憧れの悪役令嬢に転生したからと言って、悪役令嬢になれる訳では無い!!

来実

文字の大きさ
9 / 31

9.私、ドレスに溺れる

しおりを挟む

部屋に戻ると、早速お着替えだ。
貴族は忙しい。
朝昼晩の食事用のドレスと、同じく朝昼晩の部屋着、夜はナイトウエア、お茶会や、夜会などパーティーが行われるならそのドレス、お散歩するにも着替えが必要。

朝は着替え、昼も着替え、夜も着替え。

着替えるだけで一日終わるんじゃないの?ってくらい忙しく着替える。

着替えばかりの毎日にウンザリするけど、でもある意味楽しみだったりしている。

私は、ニーナが、右側のクローゼットに入れておくと言っていたことを思い出し、ドレスを物色することにした。

職業柄、色んなドレスを目にするのは楽しい。
クローゼットを開けると、豪華絢爛っ!派手派手ドレスがぎっしり収納されていた。

うわぁっ!!ドレスの宝石箱やっ!!
そんな鉄板ネタはさておき、片っ端からドレスを出して並べる

ずっしりとしたビジューがあしらわれたものや、タイトなシルエットで、体のラインが丸わかりなもの、これいつ着るの?ってくらい派手な色に染色されたもの……。


生地はものすごく上質なシルクの織地だ。
手に取るだけですぐ分かる。
キメ細やかで滑らかな質感の手触り。
光を淡く反射する上品なツヤ。

でも、胸元のビジューはやけに重い。
着たら息が詰まりそう。

仕立てはものすごくいいんだけど…。
なんでこんなに派手なの?

そもそも、このルーミエールの見た目と、ギャップがありすぎる衣装の数々だ。
もっとカワイイ系が好きなのかと思ったら、セクシー路線だったのか……。

まさか、これも使用人の嫌がらせで、発注のデザインと違うものが上がってきたりとか……。
考えすぎか。



きっとそのうち、パーティに出席しないといけなくなる日が来るかもしれない。
その時に、このドレス、私、着れるのか?

いや……無理だな……。

1着のドレスを手に取り、私は思った。
こんな胸元ぱっくり開いたドレスは、海外セレブが着るものよ。

そうだ!
どうせ着替えるくらいしか日中やることもないんだし、自分で作ればいんじゃね?!

うんうん。そうしよう!!

今まで、社畜として、先輩に小言を言われながらも、きらびやかなドレスをさんざん作って来たけど、自分で着る機会はもちろんなかった。

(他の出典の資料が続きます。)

PR #88, opened 2023-01-17
Return CreateEntryResult for import doc api with an invalid parent ID

steven-xu-lf:
- Return `CreateEntryResult` type of response for an import document request with an invalid parent ID
- Added 2 additional integration tests
- Updated changelog
- Updated pom.xml file
- Ensured that the other import doc test cases were still running

### DIFF
--- a/src/main/java/com/laserfiche/repository/api/clients/impl/EntriesClientImpl.java
+++ b/src/main/java/com/laserfiche/repository/api/clients/impl/EntriesClientImpl.java
@@ -204,7 +204,7 @@ public class EntriesClientImpl extends ApiClient implements EntriesClient {
                         if (response.getOperations() == null) {
                             throw new IllegalStateException();
                         }
-                        return objectMapper.readValue(jsonString, CreateEntryResult.class);
+                        return response;
                     } catch (JsonProcessingException | IllegalStateException e) {
                         Map<String, String> headersMap = getHeadersMap(httpResponse.getHeaders());
                         ProblemDetails problemDetails;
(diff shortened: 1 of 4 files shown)


src/main/java/com/laserfiche/repository/api/clients/impl/EntriesClientImpl.java
```diff
@@ -198,21 +198,19 @@ public CompletableFuture<CreateEntryResult> importDocument(String repoId, Intege
...
-                            return null;
+                    String jsonString = new JSONObject(body).toString();
+                    try {
+                        CreateEntryResult response = objectMapper.readValue(jsonString, CreateEntryResult.class);
+                        if (response.getOperations() == null) {
+                            throw new IllegalStateException();
                         }
-                    } else {
-                        ProblemDetails problemDetails;
+                        return objectMapper.readValue(jsonString, CreateEntryResult.class);
```
jason-chan-lf: could return the `response` instead of calling `objectMapper.readValue` again

src/test/java/integration/ImportDocumentApiTest.java
```diff
@@ -248,4 +248,49 @@ void importDocument_Returns_Detail_When_PartialSuccess_Happens() {
...
+                .getEntryCreate()
+                .getExceptions()
+                .get(0);
+        assertTrue(entryCreateException
+                .getMessage()
+                .startsWith("Entry not found."));
+        assertEquals(HttpURLConnection.HTTP_NOT_FOUND, entryCreateException.getStatusCode());
+        assertEquals(ErrorSource.LASERFICHE_SERVER.getName(), entryCreateException.getErrorSource());
+    }
+
```
jason-chan-lf, line 297: could you also add a test that causes a ProblemDetails response to be returned? I saw none of the current import api tests test this case yet. It would be nice to know that the import api can handle this response type.

steven-xu-lf: ok added a test case with an invalid repo as a part of the request

src/main/java/com/laserfiche/repository/api/clients/impl/EntriesClientImpl.java
steven-xu-lf: ok done

jason-chan-lf (approved):

PR #349, opened 2018-05-24
Make it possible to use Cotire (precompiled headers) with FRUT,  et al

scotchi:
We're in the process of switching over to FRUT from our own internal CMake hackery.  These commits get things to the point that we can drop FRUT in to replace our internal system.

Unlike most projects, we're not moving from Projucer, so the first change is to remove that assumption from the system.  We ditched Projucer a year or two ago and removed the file from our repo.

Next is a simple fix to apply the `-fpic` flag to shared libraries on Linux.

The final change is much larger, and presumably more controversial.  One of the main reasons we switched to CMake was to be able to take advantage of precompiled headers, which speed up builds for JUCE-based projects dramatically.

However, if you try to build JUCE itself using a precompiled header that aggregates all JUCE headers, it fails with this error:

    #error "Incorrect use of JUCE cpp file"

The most sane way to work around that (which we already did in our internal CMake stuff) was to create a separate static library for JUCE itself, then generate a PCH for the JUCE library that's used when compiling the application code.

In our case, using Cotire (CMake framework for PCH) makes builds roughly twice as fast when doing a clean build, and even more when doing incremental builds of application code (since JUCE code rarely changes).

In our case, these are the build times for `make -j 6` on a 4 core system when adding Cotire to a JUCE-based project with about 150 source files:

With:

    real	1m25.629s
    user	3m17.779s
    sys	0m20.408s

Without:

    real	1m54.487s
    user	6m0.534s
    sys	0m31.057s

On system with less cores the "real" time is more dramatic since this introduces a couple of single-process bottlenecks (generating and compiling the PCH, building and linking the extra static lib).

I implemented this by adding a `CREATE_JUCE_LIBRARY_TARGET` option to `jucer_export_target()` (as best as I could tell, that seemed the most sane place to add such).  When that's on, a separate target is added, which can be used with Cotire.  With Cotire, we use a really simple self-generated header, basically:

    #ifdef __APPLE__
    #define Point CarbonPoint
    #include <MacTypes.h>
    #undef Point
    #endif

    #include "JuceLibraryCode/JuceHeader.h"

Right now I modified things with the assumption that deeper Cotire integration would be unwanted, but I can imagine that being useful itself and a built-in option itself.  If you'd prefer to have things that way, I'd be happy to rework the patches where it's just something like `PRECOMPILED_HEADERS_ENABLE ON`.

If that flag isn't set, the only side effect should be that now the static library is named `lib${PROJECT}_SharedCode` instead of `lib${PROJECT}`.  That didn't seem meaningful enough to work around.


McMartin:
@scotchi thank you so much for this Pull Request! I really enjoy the very comprehensive description. 

The three commits are very different, so they could have been submitted as separate Pull Requests, but I guess I should just blame the lack of contribution guidelines. 😅

cmake/Reprojucer.cmake
```diff
@@ -1860,12 +1862,6 @@ endfunction()
 
 function(_FRUT_abs_path_based_on_jucer_project_dir in_path out_path)
 
-  if(NOT IS_ABSOLUTE "${in_path}" AND NOT DEFINED JUCER_PROJECT_DIR)
-    message(FATAL_ERROR "The path \"${in_path}\" must be absolute, unless you give "
-      "PROJECT_FILE when calling jucer_project_begin()."
-    )
-  endif()
-
```
McMartin: `Reprojucer.cmake` is meant to be used by developers who are not familiar with CMake and this fatal error is very useful to catch beginner mistakes. We should not delete it. Instead, we should extend it to make it a bit more useful to beginner users, as well as advanced users. See https://github.com/McMartin/FRUT/pull/350.

cmake/Reprojucer.cmake
```diff
@@ -53,6 +53,8 @@ function(jucer_project_begin)
     endif()
     get_filename_component(project_dir "${_PROJECT_FILE}" DIRECTORY)
     set(JUCER_PROJECT_DIR "${project_dir}" PARENT_SCOPE)
+  else()
+    set(JUCER_PROJECT_DIR "${CMAKE_CURRENT_SOURCE_DIR}" PARENT_SCOPE)
```
McMartin: @scotchi since you don't have a `.jucer` file, you indeed don't have a `PROJECT_FILE` to give to `jucer_project_begin()`. However, there is nothing preventing your from defining `JUCER_PROJECT_DIR` manually in your CMakeLists.txt:
```cmake
set(JUCER_PROJECT_DIR "<project_dir>")
```
where `<project_dir>` is `${CMAKE_CURRENT_LIST_DIR}`, `${CMAKE_CURRENT_SOURCE_DIR}`, `${CMAKE_SOURCE_DIR}`, or something else, depending on the structure of your JUCE project. I added that option to the error message from `_FRUT_abs_path_based_on_jucer_project_dir()` in #350.

scotchi:
Is there any interest in the main bit of this (optional separate target for JUCE code) being merged eventually?  For us this was just the first in a handful of changes we wanted to mess around with, and I wasn't sure if we should look towards continuing to maintain our own fork (including merging in patches from master) or if something like this has a chance of making it in upstream.  We've also got one bugfix that went into our tree that's no longer in this pull request.

McMartin:
@scotchi there is concrete interest in supporting separate targets for JUCE modules (including user-defined modules). I'm currently, but slowly, working on this. I can @-mention you on Pull Requests that go into that direction, so you can share your opinion. Talking about your opinion, you would still like to get it on https://github.com/McMartin/FRUT/pull/351.

PR #350, opened 2018-05-24
Improve fatal error message about absolute path

McMartin:

### DIFF
--- a/cmake/Reprojucer.cmake
+++ b/cmake/Reprojucer.cmake
@@ -1866,6 +1866,10 @@ function(_FRUT_abs_path_based_on_jucer_project_dir in_path out_path)
       "    jucer_project_begin(\n"
       "      PROJECT_FILE \"<path/to/YourProject.jucer>\"\n"
       "    )\n"
+      "If you don't have a .jucer file for your project, you can instead define "
+      "JUCER_PROJECT_DIR manually:\n"
+      "    jucer_project_begin()\n"
+      "    set(JUCER_PROJECT_DIR \"\${CMAKE_CURRENT_[LIST|SOURCE]_DIR}\")\n"
     )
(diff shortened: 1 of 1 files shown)


scotchi:
Seems fine -- but is there a particular reason *not* to assume that `${CMAKE_CURRENT_SOURCE_DIR}` is the project root?  If you're not building JUCE itself, are there common cases where you wouldn't want that?

McMartin:
I had to re-read the CMake documentation to refresh my understanding of `CMAKE_CURRENT_LIST_DIR` vs. `CMAKE_CURRENT_SOURCE_DIR` vs. `CMAKE_SOURCE_DIR`. While doing so I realized that depending on the project structure, someone might want `Reprojucer.cmake` to assume that the project root is any of them, or even something else.
Being explicit about the value of `JUCER_PROJECT_DIR` should prevent subtle bugs, especially when moving/merging/splitting CMakeLists.txt files.

scotchi:
I suppose I'm coming from a more CMake-y background (though I realize reading over my changes that I'm somewhat rusty there too).  To me felt natural to have `jucer_project_files(...sources...)` assume the same things as `add_library(...sources...)` about their paths.  (And in my case, that's exactly what I was porting things from.)

I don't actually care very much about this -- it just felt weird having to be explicit about the source root when using Reprojucer when you wouldn't normally have to with CMake.

McMartin:
> To me felt natural to have `jucer_project_files(...sources...)` assume the same things as `add_library(...sources...)` about their paths.

> it just felt weird having to be explicit about the source root when using Reprojucer when you wouldn't normally have to with CMake.

@scotchi these are very good points, and I agree with you. So I opened #351 and closing this PR in its favor.

PR #362, opened 2018-07-04
Premature close to foreach in jucer_export_target

scotchi:
The subject says most of it -- there's a block here that assumes that `${config}` is defined, but the `foreach()` that defines it has already been closed.  I wasn't sure if more smaller iterations would be preferable to one large block like this, but leave that as an exercise for the reader... ;-)


scotchi:
I should note:  all this commit does is move the `endforeach()` and then adjust the indentation.  `git diff -w` may be useful.

scotchi:
Oh, this is very weird.  This isn't the patch I originally sent.  I tried to rebase to master, and it seems git tried to be very clever and moved this to a completely different part of the file.

scotchi:
Going back to this, I have no idea how exactly I landed at this solution -- I suspect I got to trusting some of my large collection of debugging lines a bit too much, and was hurrying trying to get off to lunch.

#363 has the right fix.

PR #363, opened 2018-07-04
Variable shouldn't be evaluated before check for definition

scotchi:
`DEFINED` should be used on the variable name, not its value


McMartin:
@scotchi thank you so much for finding and fixing this bug!
Could you please reword the commit message to make it start with a verb? (like all the other commits of FRUT) Thanks!

scotchi:
I've updated the commit message now.

PR #365, opened 2018-08-08
Make JUCE module files browsable in the IDE or not per module

McMartin:


cmake/Reprojucer.cmake
```diff
@@ -457,15 +465,17 @@ function(jucer_project_module module_name PATH_KEYWORD modules_folder)
...
-  endforeach()
-  list(APPEND JUCER_PROJECT_BROWSABLE_FILES ${browsable_files})
-  set(JUCER_PROJECT_BROWSABLE_FILES ${JUCER_PROJECT_BROWSABLE_FILES} PARENT_SCOPE)
+  if(make_juce_code_browsable)
+    file(GLOB_RECURSE browsable_files "${modules_folder}/${module_name}/*")
+    foreach(file_path ${browsable_files})
+      get_filename_component(file_dir "${file_path}" DIRECTORY)
+      string(REPLACE "${modules_folder}" "" rel_file_dir "${file_dir}")
+      string(REPLACE "/" "\\" sub_group_name "${rel_file_dir}")
+      source_group("Juce Modules${sub_group_name}" FILES "${file_path}")
```
MartyLake: Shouldn't this be    `     source_group("Juce Modules ${sub_group_name}" FILES "${file_path}") `, with a [space] between Juce Modules and sub group name ?

McMartin: This line didn't change (it was only indented) in this PR. But the code is correct, `sub_group_name` will be something like `\juce_core\containers` or `\juce_events\messages`.

MartyLake:
You're right ! LGTM THEN :)

PR #377, opened 2018-08-25
Improve usage of set() command

McMartin:


MartyLake:
Lgtm!

Unisng unset everywhere instead of unset and set would be an easier code style IMHO

McMartin:
@MartyLake you are right, using `unset` everywhere is easier to apply when writing the code, but I find it more confusing when reading it. 

Consider the following two examples:
```cmake
    unset(header_search_paths)
    foreach(path ${_HEADER_SEARCH_PATHS})
      # ...
      list(APPEND header_search_paths "${path}")
    endforeach()
```
```cmake
    set(header_search_paths "")
    foreach(path ${_HEADER_SEARCH_PATHS})
      # ...
      list(APPEND header_search_paths "${path}")
    endforeach()
```
I find the first one more confusing, since it raises a few questions:
- what does it mean to `list(APPEND)` on an undefined variable?
- if `_HEADER_SEARCH_PATHS` is empty, the body of the `foreach` loop won't be executed and  `header_search_paths` will stay undefined, does this have an impact on the code that uses `header_search_paths` later on?

So in the end I will keep commit a7a19af.

MartyLake:
Yes, I get it. Then the code style will be : "Any variable that will be used later and defined internally should be defined, with a value or an empty string."

Issue #9, opened 2016-10-07
Add option to remove warnings from JUCE


MartyLake:
Atm, when using introjucer, compilers think juce source code is our code. And this library triggers various warnings. As a user, I don't want to adjust the warning level of my project depending on the warnings of the JUCE library, nor fix JUCE library to avoid warnings.

MartyLake:
There is the "SYSTEM" option for include directories https://cmake.org/cmake/help/v3.0/command/include_directories.html
But I could not find any similar option for add_executable.

PR #380, opened 2018-09-05
Support compiling JUCE modules in separate targets

McMartin:
This PR adds the `COMPILE_IN_TARGET` keyword to the `jucer_project_module()` command, which enables compiling JUCE module source files in specific targets.

Fixes https://github.com/McMartin/FRUT/issues/9.
Supersedes https://github.com/McMartin/FRUT/pull/349.


MartyLake:
This is a new feature compared to the original juce! I love it! Lgtm

scotchi:
I managed to get this working in my project, but it still misses setting a lot of essential flags.  Here's what I had to add to get it working (aside from the obvious instances of `COMPILE_IN_TARGET`):

    add_library(JuceLibrary STATIC)
    _FRUT_set_compiler_and_linker_settings(JuceLibrary)
    target_include_directories(JuceLibrary PRIVATE External/JUCE/modules)
    target_compile_definitions(JuceLibrary PRIVATE
      $<$<CONFIG:Debug>:DEBUG=1 _DEBUG=1> $<$<CONFIG:Release>:NDEBUG=1 _NDEBUG=1>)

    # ...

    set(shared_code ${PROJECT_NAME}_Shared_Code)
    target_link_libraries(${shared_code} PUBLIC JuceLibrary)

It feels like most of that should be taken care of automatically, but isn't.

McMartin:
The `jucer_project_end()` command takes care of creating the target you pass with `COMPILE_IN_TARGET`, and of setting the compiler settings and custom Xcode flags:
https://github.com/McMartin/FRUT/blob/dd95f096f4128c0c1657752d5a47f6a5777bad1f/cmake/Reprojucer.cmake#L1456-L1461

This means you shouldn't create the `JuceLibrary` target yourself. You can see that in action in `Jucer2Reprojucer/CMakeLists.txt`. The 3 JUCE modules that are used (`juce_core`, `juce_data_structures`, and `juce_events`) are compiled in a `JuceModules` target, but that target is not created beforehand. After `jucer_project_end()` has been called, the `JuceModules` target exists and its settings can be modified:
https://github.com/McMartin/FRUT/blob/2233b070de7909ce0ec7ecd4636dbd7fd19088dd/Jucer2Reprojucer/CMakeLists.txt#L201-L209

I'll add a warning in `jucer_project_end()` if the target already exist and I'll extend the documentation to make this clearer.

scotchi:
Ah, in our source we were referring to the target before `jucer_project_end()`, so it didn't exist, and I thought I had to create it.

Once working around that, we still run into issues with this line:

    add_library(${module_target} OBJECT ${module_sources})

Specifically, by being `OBJECT` (which otherwise makes sense) instead of `STATIC` it means that we can't easily use it from another helper target within the same project.  (We have an updater which also links to JUCE and for obvious reasons has to be a separate target.)  Just using _FRUT_set_compiler_and_linker_settings() on our helper target also didn't resolve things.

McMartin:
As you noted, `${module_target}` is an `OBJECT` target. Its source files are only compiled into object files. You can refer to these object files with the generator expression `$<TARGET_OBJECTS:${module_target}>`. 

In your case, it would look something like this:
```cmake
add_executable(Updater
  ${updater_sources}
  $<TARGET_OBJECTS:JuceLibrary>
)
```

However, your original idea of creating the target before is maybe easier to deal with for users of `Reprojucer.cmake`. I'll give it some thoughts and maybe create another PR with that approach...

scotchi:
Yes, I'd tried that, but then linking fails since the libraries required by JUCE aren't pushed out to the additional target via PUBLIC or PRIVATE.

McMartin:
Sorry for taking so long to understand what you are trying to do, but now I think I get it 😅 

Unfortunately, `Reprojucer.cmake` doesn't support compiling the JUCE modules once and then using them in several targets (like a plugin and a helper executable in your case, if I got it right). And I don't think `Reprojucer.cmake` will support that use case, because it is about reproducing what Projucer does.

However, FRUT is not just about reproducing what Projucer does, and I do plan to add another way of integrating JUCE and CMake, which will use the "pure" CMake way of doing so (`find_package` & cie.). I already started working on this several months ago (on the branch [`wip/add-files-for-find_package`](https://github.com/McMartin/FRUT/tree/wip/add-files-for-find_package)) and I actually plan to resume that work very soon.

@scotchi Maybe I should park this PR for now and focus on the `Find*.cmake` files instead. What do you think?

scotchi:
Yeah, sounds like it might work.  I'll try it a little later tonight.  As I was thinking about it, I also wonder if `COMPILE_AS_TARGET` or `CREATE_TARGET` might make more sense as a label.  `COMPILE_IN_TARGET` feels more like it'd imply to me that the target should already exist.

scotchi:
Just a little update on this -- I've been messing around with it off and on, but at the moment it seems to build all objects twice instead of reusing the objects from the other target.  I also haven't verified this, but based on build speed, it seems it's not using precompiled headers, so the build slows down by about 4x all told.  Again, I'll dig in more in the next day or two.

scotchi:
We had a release recently, so now I'm finally cycling back to build system cleanup and was hoping to eventually get us back on upstream FRUT.  There are still two issues:

- FRUT leaves all of its source variables defined, so a second run picks up on some of them.  Specifically `JUCER_PROJECT_FILES` is appended to, so any subsequent targets also include all sources of the previous ones.  This is what I described vaguely earlier as slowing down compilation so much (and since we weren't using PCH on the the smaller target, made it seem so slow).

I fixed this by adding:

```
function(jucer_project_begin)

  # Clear variables if this is not the first jucer project in this file.

  get_cmake_property(variables VARIABLES)
  foreach(variable ${variables})
    if("${variable}" MATCHES "JUCER_")
      message(STATUS "Clearing ${variable}")
      unset(${variable} PARENT_SCOPE)
    endif()
  endforeach()
  ...
```

I originally put that more sensibly in `jucer_project_end()`, but then realized that our project actually uses some of those `JUCER_*` variables for additional configuration.

- When reusing the JuceLibrary target (from our `COMPILE_AS_TARGET` param), it doesn't get linked into the second instance jucer project.  I'm still investigating this.

scotchi:
I did get this working in my tree based on your branch.  It needed the two commits I added here:

https://github.com/decomposer/FRUT/tree/support-compiling-modules-in-separate-targets

Specifically, in the code in your branch, it overwrites the OBJECT target created by the first run, which then fails in a handful of ways.

scotchi:
Also, thinking out loud, it made me wonder if it might make sense to *always* create object libraries for *each* JUCE module by default.  It'd need a sanity check to make sure the flags were the same, but that would obviate the need for the `COMPILE_AS_TARGET` flag completely (basically, if the same flags were used, it would reuse the OBJECT target by default.

That may be optimizing for too odd of a corner case, but I thought I'd at least mention the idea...

McMartin:
@scotchi Happy New Year! Thanks a lot for coming back to that PR. 

> FRUT leaves all of its source variables defined, so a second run picks up on some of them.

That is normally not an issue, since each project should be in a separate directory, and these variables are scoped to the current directory. This means that the workaround I proposed in https://github.com/McMartin/FRUT/pull/380#issuecomment-419043235 is wrong, and the two projects (`Banana` and `Banana-updater`) should be defined in separate directories, i.e. in separate CMakeLists.txt files.

> I fixed this by adding:

Clearing the `JUCER_*` variables in `jucer_project_begin` is a no-go, since users are encouraged to define some `JUCER_*` variables (for instance `JUCER_VST3_SDK_FOLDER`) on the command line.

> Also, thinking out loud, it made me wonder if it might make sense to *always* create object libraries for *each* JUCE module by default.

This might lead to object libraries being created but not used (because there are several jucer projects that use different flags), leading to extra compilation, which is what we're trying to avoid in the first place.

In the end, I think this PR doesn't deliver a good solution to being able to build JUCE modules only once and then use them in several jucer projects. I rebased it on top of the latest `master`, but I won't work more on it. Instead, I am focusing on writing `Find*.cmake` files, which should be a better alternative to `Reprojucer.cmake` for you and other developers who want to build JUCE projects "the CMake way".

scotchi:
Ok.  I've reworked our project to where we mostly can live without this feature.  Specifically, I have Cotire working (which I'll do a little write-up on at some point, since it speeds up compilation a lot, and I now have it working without changes to FRUT).  I have to recompile juce_core twice, but that's not the end of the world (that's all our helper needs), and that gets us back on master, which is I think good for everyone.  (Dealing with bugs from a forked version is a PITA.)

One thing I will note though, is that the JUCER_* variables absolutely do have to be cleared to create a second `jucer_project` even from a subdirectory.  I assume this is because the relevant values (most notably `JUCER_PROJECT_FILES`) are created with `PARENT_SCOPE`.  At present, to get things working, I have to use my clearing code at the top of our subdirectory project.

McMartin:
> even from a subdirectory

Sorry, I should have been more specific and I should have said "sibling directories" instead of "separate directories". 

From https://cmake.org/cmake/help/latest/manual/cmake-language.7.html#variables:
> Each of the Directories in a source tree has its own variable bindings. Before processing the `CMakeLists.txt` file for a directory, CMake copies all variable bindings currently defined in the parent directory, if any, to initialize the new directory scope.

So instead of
```cmake
jucer_project_begin()
  ...
jucer_project_end()

add_subdirectory(helper)
```
you need to do
```cmake
add_subdirectory(helper)

jucer_project_begin()
  ...
jucer_project_end()
```

McMartin:
Closing this PR since it doesn't provide an acceptable solution.

cor3ntin:
Are you still working on a solution in this design space?
It would be very helpful!

McMartin:
Hi @cor3ntin,
Thank you for your interest in FRUT!
I am not working on this topic, but this solution was not great anyway.
Could you please [create a new issue](https://github.com/McMartin/FRUT/issues/new) to explain what you are trying to achieve and what problems you are facing when using FRUT? I would more than happy to help you!

PR #382, opened 2018-09-12
Support the "Plugin VST3 Category" project setting

### LINKED ISSUE #375: Reprojucer.cmake doesn't support the setting PLUGIN_VST3_CATEGORY
It would be great for `Reprojucer.cmake` to support the setting `PLUGIN_VST3_CATEGORY` ("Plugin VST3 Category" in Projucer).

As of Projucer 5.3.1, this is also a multiple choice value.

Expected output in `AppConfig.h`:
```cpp
#ifndef  JucePlugin_Vst3Category
 #define JucePlugin_Vst3Category           "Fx|Delay"
#endif
```

McMartin:
Resolves #375.

@rclement: FYI


McMartin:
@MartyLake following our discussion via PM, I decided to split the second commit into 3 commits. This should make the review really easier since the commits of this PR now match closely the commits of JUCE. Please have another look, thanks!

PR #383, opened 2018-09-17
Support the "Plugin Formats" and "Plugin Characteristics" project settings

McMartin:

### DIFF
--- a/Jucer2Reprojucer/main.cpp
+++ b/Jucer2Reprojucer/main.cpp
@@ -498,19 +498,52 @@ int main(int argc, char* argv[])
     if (projectType == "audioplug")
     {
       wLn("jucer_audio_plugin_settings(");
-      convertOnOffSettingWithDefault(jucerProject, "buildVST", "BUILD_VST", true);
-      convertOnOffSettingWithDefault(jucerProject, "buildVST3", "BUILD_VST3", false);
-      convertOnOffSettingWithDefault(jucerProject, "buildAU", "BUILD_AUDIOUNIT", true);
-      convertOnOffSettingWithDefault(jucerProject, "buildAUv3", "BUILD_AUDIOUNIT_V3",
-                                     false);
-      convertOnOffSettingWithDefault(jucerProject, "buildRTAS", "BUILD_RTAS", false);
-      convertOnOffSettingWithDefault(jucerProject, "buildAAX", "BUILD_AAX", false);
-      if (jucerVersionAsTuple >= Version{5, 0, 0})
+
+      if (jucerVersionAsTuple >= Version{5, 3, 1})
       {
-        convertOnOffSettingWithDefault(jucerProject, "buildStandalone",
-                                       "BUILD_STANDALONE_PLUGIN", false);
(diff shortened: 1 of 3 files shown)


Jucer2Reprojucer/main.cpp
```diff
@@ -498,19 +498,52 @@ int main(int argc, char* argv[])
...
+          {
+            if (vars.contains(allVars[i]))
+            {
+              values.add(allValues[i]);
+            }
+          }
+          return values;
+        };
+
+        const juce::StringArray formatsVars = {
```
MartyLake: This is pretty difficult to read. Why not put them in the lambda, or name the lamba variables like the callsite ?

MartyLake: s/allVars/formatVars/
s/allValues/formatValues/

MartyLake: This would be more straighforward if written as a translation list:

```cpp
const auto convertVarsToValues =
    [](const juce::var& v, const std::vector<std::pair<juce::String, juce::String>>& varToValues) -> juce::StringArray {
    auto vars = juce::StringArray::fromTokens(v.toString(), ",", {});
    juce::StringArray values;
    for (const auto& [ var, value ] : varToValues)
        if(vars.contains(var)) {
            values.add(value);              
       }
    }
    return values;
};
const auto varToValues = {
    {"buildVST", "VST"},  
    {"buildVST3", "VST3"},
// etc.
};
convertSettingAsList(jucerProject, "pluginFormats", "PLUGIN_FORMATS",
                             [&](const juce::var& v) {
                               return convertVarsToValues(v, varToValues);
                             });
```

McMartin:
@MartyLake based on your great feedback (thank you so much!), I improved the first two commits:
- I renamed the lambda from `convertVarsToValues` to `convertIdsToStrings`
- I made it take a map instead of two arrays
- I inlined the static data into the other lambdas, removing the need for confusing names

Please have another look, thank!

Jucer2Reprojucer/main.cpp
```diff
@@ -498,19 +498,52 @@ int main(int argc, char* argv[])
...
       {
-        convertOnOffSettingWithDefault(jucerProject, "buildStandalone",
-                                       "BUILD_STANDALONE_PLUGIN", false);
-        convertOnOffSettingWithDefault(jucerProject, "enableIAA", "ENABLE_INTERAPP_AUDIO",
+        const auto convertIdsToStrings =
+          [](const juce::var& v,
+             const std::map<juce::String, const char*>& idsToStrings) {
+            const auto ids = juce::StringArray::fromTokens(v.toString(), ",", {});
+            juce::StringArray strings;
+            for (const auto& idToString : idsToStrings)
```
MartyLake: replace with cpp17 structured binding for even better readability ? (fromhttps://skebanga.github.io/structured-bindings/ )
```cpp
for (const auto&& [ id, string ] : idsToStrings)
{
    if (ids.contains(id))
              {
                strings.add(string);
              }
}
```

MartyLake: This version is way better than the 1st proposal. maybe a cpp17 feature is not a necessary constraint for FRUT, therefore I'm accepting the changes. feel free to include or not this suggestion.

PR #391, opened 2018-09-27
Support adding entitlements to AUv3 plugins

### LINKED ISSUE #373: .entitlements issue
Its seems so that there are successful builds with cmake, but I could not find anything to set the sandbox flag that is under the .entitlements in a project.
This means that the project can not be run inside from GarageBand. 
Also I could not find anything on .nib extensions

McMartin:
Resolves #373.


McMartin:
@MartyLake ping

PR #406, opened 2018-10-20
Add Console Application test projects created with Projucer

McMartin:
This PR adds several test projects that will be used in a subsequent PR. Nothing very interesting here...

@MartyLake: please "review" (have a look at where the files are added and whether the commit messages make sense, but don't waste time looking at the contents of the files), thanks!


McMartin:
@MartyLake ping

PR #407, opened 2018-10-20
Speed-up CI by re-using the same binary directory

McMartin:


McMartin:
CMake doesn't like when you change the generator, or when you change CACHEd variables. But here `JUCE_ROOT`, `CMAKE_BUILD_TYPE` and `JUCE_VERSION` are not CACHE variables, so we're good.

PR #3, opened 2018-11-29
Add metadata appropriate for a WICG specification.

dbaron:
This should reflect where the spec is being maintained.

I expect this additional metadata will allow working auto-import into
https://github.com/mozilla/standards-positions/

Note that this changes the license information that is generated.

### DIFF
--- a/index.src.html
+++ b/index.src.html
@@ -1,6 +1,6 @@
 <pre class="metadata">
 Title: HTML Sanitizer API
-Status: DREAM
+Status: CG-DRAFT
 Group: WICG
 URL: https://wicg.github.io/purification/
 Repository: WICG/purification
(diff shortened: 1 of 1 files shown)


mozfreddyb:
Which change exactly is changing the license information? `Group: WICG`?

でも、今なら、好きなデザインを作って着たい放題じゃないかっ!!
先輩にお小言を言われることもなく、好き勝手できるのでは?

いやぁ~。
この世界の生活に唯一とも言える楽しみが出来た。
なんかもう、食事のこととか、使用人のこととか、正直面倒くさすぎる。

そうよ!悪役令嬢の世界なんだから、もっと自由に、ワガママに生きてもいいはずよねっ!

あれこれドレスを出していくと、何着か、淡い色の生地で仕立てられた、裾広がりのシンプルな装飾っけの無いドレスが見つかった。
明らかに、他のドレスとはテイストが違う。

「お懐かしいです」
その言葉の奥に、どこか優しい懐かしさが混じっていた。

「この屋敷に来てから、レオン様のお好みの物だから。とおっしゃって、送られてきたドレスをお召になっていらっしゃいましたが、ルミ様には、やはり、こちらの方がお似合いです……。」

きっとこれはルーミエールが、自身で持ってきたドレスだろう。飾り気は無いが、仕立ての良い上質な生地でできていた。

よしっ!!
手始めに、このルーミエールのシンプルなドレスを、パーティ用にアレンジしてみるのはどうだろうか?

そうすれば、この謎の派手派手ドレスを着なくても済みそうだ。レオンの好みというのは意外だが、私には恥ずかしくて着れないっ!

一応、自分の採寸をして、派手派手ドレスを片っ端から着てみる。サイズが合わないものや、丈がおかしいものなど、たまにヘンテコなものがあることもわかった。

サイズが合わないだけなら、手直しすれば着れるけど、このディテールの派手さはどうにもならない

派手派手ドレスを分解して、使えそうな素材を回収する。………でも、さすがに、ドレスを勝手に切り刻むのは、バレたらヤバそうだ。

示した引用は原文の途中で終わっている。